Herpes Simplex Virus: Recurrent and Nonrecurrent Strains

Abstract

A study of three Herpes Simplex strains with different frequencies of recurrent disease was done using the New Zealand white rabbit eye model. Each of the three strains, the McKrae strain (high frequency), the E-43 strain (low frequency), and the CGA-3 (no recurrence) grew well in the rabbit corneal epithelium and produced overt recognizable disease for up to 5 days postinfection, thus minimizing differences in virus reactivation due to a lack of or insufficient ganglionic colonization. Asymptomatic shedding and spontaneous recurrences, as well as iontophoretically induced recurrences, were seen in the E-43 and McKrae strains, but not in the CGA-3-infected animals. The virus strain's optimum temperature was an important aspect of its reactivation process, as shown by the failure of the nonrecurrent CGA-3 to replicate at the host's core temperature (39°C).
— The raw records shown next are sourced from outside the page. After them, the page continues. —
PR #2855, opened 2019-07-07
Add support for multiple image layers

### LINKED ISSUE #2607: Add layers panel to window (story)
This is a story ticket that provides some general background. The specific relevant work tickets are:

- [x] #2608 Add layers menu icon
- [x] #2609 Enable drag and drop of layers
- [x] #2610 Add layer thumbnail and label
- [x] #2611 Enable toggling layer visibility
- [x] #2612 Add move-to-top action for layers
- [x] #2613 Add layer opacity controls
- [x] #2614 Add layer section divider

### Background
Layers is an existing feature of Mirador 2. The layer features we suggest should be core in Mirador 3 are very similar, but for Mirador 3 there are a couple of significant updates:

- The list of layers is stacked, as with layers in an application like Photoshop, such that from a z-index perspective the layer at the top of the list in the layer panel has the highest z-index value. The last layer in the list has the lowest z-index value of all layers in the list. This means that, unlike in Mirador 2, if all layers are visible and at 100% opacity, you will only see the image in the topmost layer.

- To give users necessary flexibility for image analysis, layers should be moveable, so the relative z-index of a given layer can effectively be changed by the user.

Of the existing panel types, the layers panel is most similar to the annotations panel. Just as each annotation gets its own divided section in the annotations panel, each layer of an object gets its own divided layer section. For example, here's an object with three layers:

layers-panel

---

The work tickets linked above include adding the layers panel and the following layers features:

- List all layers by thumbnail and label
- Toggle visibility of layer
- Adjust layer opacity
- Reorder layers
- Move layer to top

Here's an [interactive mockup](https://xd.adobe.com/view/c0b13056-4bea-4164-78a6-c716d635089a-b680/) of those features.

### Potentially useful sample manifests with layers defined
Note that at the time of writing this ticket, only the first of the manifests below loads images in Mirador 3; all but the last work, including displaying layers, in Mirador 2.

- [Reconstructed manifest (partial): Grandes Chroniques de France](https://demos.biblissima.fr/iiif/metadata/BVMM/chateauroux/manifest.json)(Multiple canvases, each with two layers)
- [Letter from Alexander Hamilton Papers](https://prtd.app/hamilton/manifest.json) (One canvas with many multi-spectral layers)
- [Ars memorandi per figuras Evangelistarum](https://prtd.app/aom/manifest.json) (Several canvases, each with many multi-spectral layers)
- [Flute Vault](https://prtd.app/fv/manifest.json) (One canvas, two layers)
- [Osborn fa1 IIIF Manifest created for the Digitally Enabled Scholarship with Medieval Manuscripts project at Yale University](https://manifests.britishart.yale.edu/Osbornfa1) (Multiple canvases, one of which has many layers, but doesn't currently load in either Mirador 2 or Mirador 3)

cbeer:
Fixes #2607

This PR implements basic support for canvases with multiple images. It supports two different variants found in the wild without distinction: a) canvases with multiple image resources, and b) canvases with an `oa:Choice` annotation referencing multiple image resources.

The state is modeled such that, without interacting with the layers controls, we can avoid storing any layer state at all, but once interacted with, we persist the layers for the lifetime of the window.

Potential future work includes:
- handling images annotated onto fragments of the canvas (like https://prtd.app/hamilton/manifest.json)
- creating special behavior or additional structure for `oa:Choice` annotations
- optimizing the first-load experience for canvases with lots of images (`WindowViewer` currently blocks until all the `info.json` documents are retrieved..)


package.json
```diff
@@ -42,13 +42,14 @@
...
     "lodash": "^4.17.11",
-    "manifesto.js": "^3.0.9",
+    "manifesto.js": "^3.0.11",
     "node-fetch": "^2.6.0",
     "node-sass": "^4.12.0",
     "normalize-url": "^4.2.0",
     "openseadragon": "^2.4.1",
     "prop-types": "^15.6.2",
     "react-aria-live": "^2.0.5",
+    "react-beautiful-dnd": "^11.0.4",
```
mejackreed: Would it be possible to integrate with existing DnD libraries we are using? `react-rnd` or `react-dnd` (dependency of react-mosaic)

Just curious since we are using a few different DnD libraries now. However, react-beautiful-dnd seems really nice.

cbeer: Not really. `react-rnd` and `react-dnd` are pretty low-level and generic. `react-beautiful-dnd` is tailored for sorting lists of things, and so it does a bunch of the high-level functionality and provides a bunch of accessibility features for us... and, likewise, we can't replace those other libraries with it, because `react-beautiful-dnd` is pretty much exclusively about sorting lists of things.

ggeisler:
@cbeer Is there a specific manifest I can use to see what's been implemented? 

Perhaps there's something wrong at my end, but no matter which of the manifests I listed in the layers design ticket I load, I don't ever see the layers icon in the window sidebar.

mejackreed:
@ggeisler https://deploy-preview-2855--mirador-dev.netlify.com/layers.html

ggeisler:
@mejackreed Thanks but that URL gives me this:

Screen Shot 2019-07-08 at 10 26 02 AM

I think there is something I'm missing?

ggeisler:
@mejackreed Wait, tried it again and I get the full URL, which appears to work. Thanks!

ggeisler:
@cbeer This looks really great. The a11y is great, too (keyboard; we haven't tested with a screenreader yet). Below are a handful of styling recommendations, which hopefully will be relatively minor to add. 

Here's a screenshot with callouts that I refer to in my recommendations:

Screen Shot 2019-07-08 at 1 35 26 PM

- A: There's a bit of unwanted whitespace between the bottom of the Layers panel header and the top of the first layer, which I think might be fixed by removing the `padding-top: 8px` applied to the `<ul>` that contains the layers.
- B: The sidepanel feels a bit too dense. We can give it some breathing room by adding `8px` top and bottom padding to the contents of each layer section. Currently the `<div>` that holds the two inner `<div>`s with the layer content doesn't have a class, but I think if you add a class to it, or otherwise target that containing div, and the additional top and bottom padding there, that should improve things.
- C: Add a `border: 1px solid rgba(0, 0, 0, 0.12);` (same color as the layer divider border) to the layer thumbnails. For consistency, we probably should do the same for the thumbnails shown in the Index sidepanel; I can create a separate ticket for that but mention it here in case it affects how you add the styling. 
- D: The bottom border that separates each layer does not seem to extend to the gray draggable div associated with the layer. It would be better if each draggable div also had a visible bottom border.
- E: The length of the opacity slider appears to be dependent on the length of the layer title. The opacity slider for all layers should be the same length. Ideally that length would be a minimum of about `90px` (so it still fits when the sidepanel is at its minimum width) but would increase in width as the sidepanel width increases (to stay near the edge of the sidepanel), but only up to about `150px` max width (because it looks weird to keep getting wider when the sidepanel gets beyond a certain width).

src/lib/CanvasWorld.js
```diff
@@ -50,6 +55,60 @@ export default class CanvasWorld {
     return this.canvases.map(canvas => canvas.id).indexOf(canvasTarget);
   }
 
+  /** @private */
+  indexOfImageResource(imageId) {
```
mejackreed, line 59: I think I'm seeing an issue where `imageId` can be undefined in the console logs. Maybe its where I added the level 0 support in adding the non-tiled images resources here: https://github.com/ProjectMirador/mirador/blob/master/src/components/OpenSeadragonViewer.js#L223

Trying to think out loud, maybe we need to change how we do the level 0 support?

src/lib/CanvasWorld.js
```diff
@@ -20,8 +24,9 @@ export default class CanvasWorld {
    * canvasToWorldCoordinates - calculates the canvas coordinates respective to
    * the world.
    */
-  canvasToWorldCoordinates(i) {
+  canvasToWorldCoordinates(tileSource) {
     const wholeBounds = this.worldBounds();
+    const i = this.indexOfImageResource(tileSource['@id']);
     const canvas = this.canvases[i];
```
mejackreed, line 30: If there is no `i`, do we need to update how we book keep the canvas here also?

src/lib/CanvasWorld.js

The fact that these explants yielded infectious virus at 33°C and not at 39°C confirmed that the CGA-3 had colonized the ganglia, and its lack of recurrences or shedding suggests a temperature-dependency relationship. Our observations were further supported by the preferential growth at 39°C of fresh clinical isolates obtained from HSV encephalitis and herpes labialis. Isolates from animals infected with the heterogeneous McKrae were classified as shedders (isolated in the absence of disease) and recurrent (isolated from a recurrent lesion). Both shedders and recurrent isolates were of a homologous nature and retained their phenotype when tested. From this study, we theorize that reactivation and disease may have different regulatory mechanisms. The type of recurrent disease (lesions, asymptomatic shedding, or none) is virus-dependent and frequency of disease may be regulated by host functions.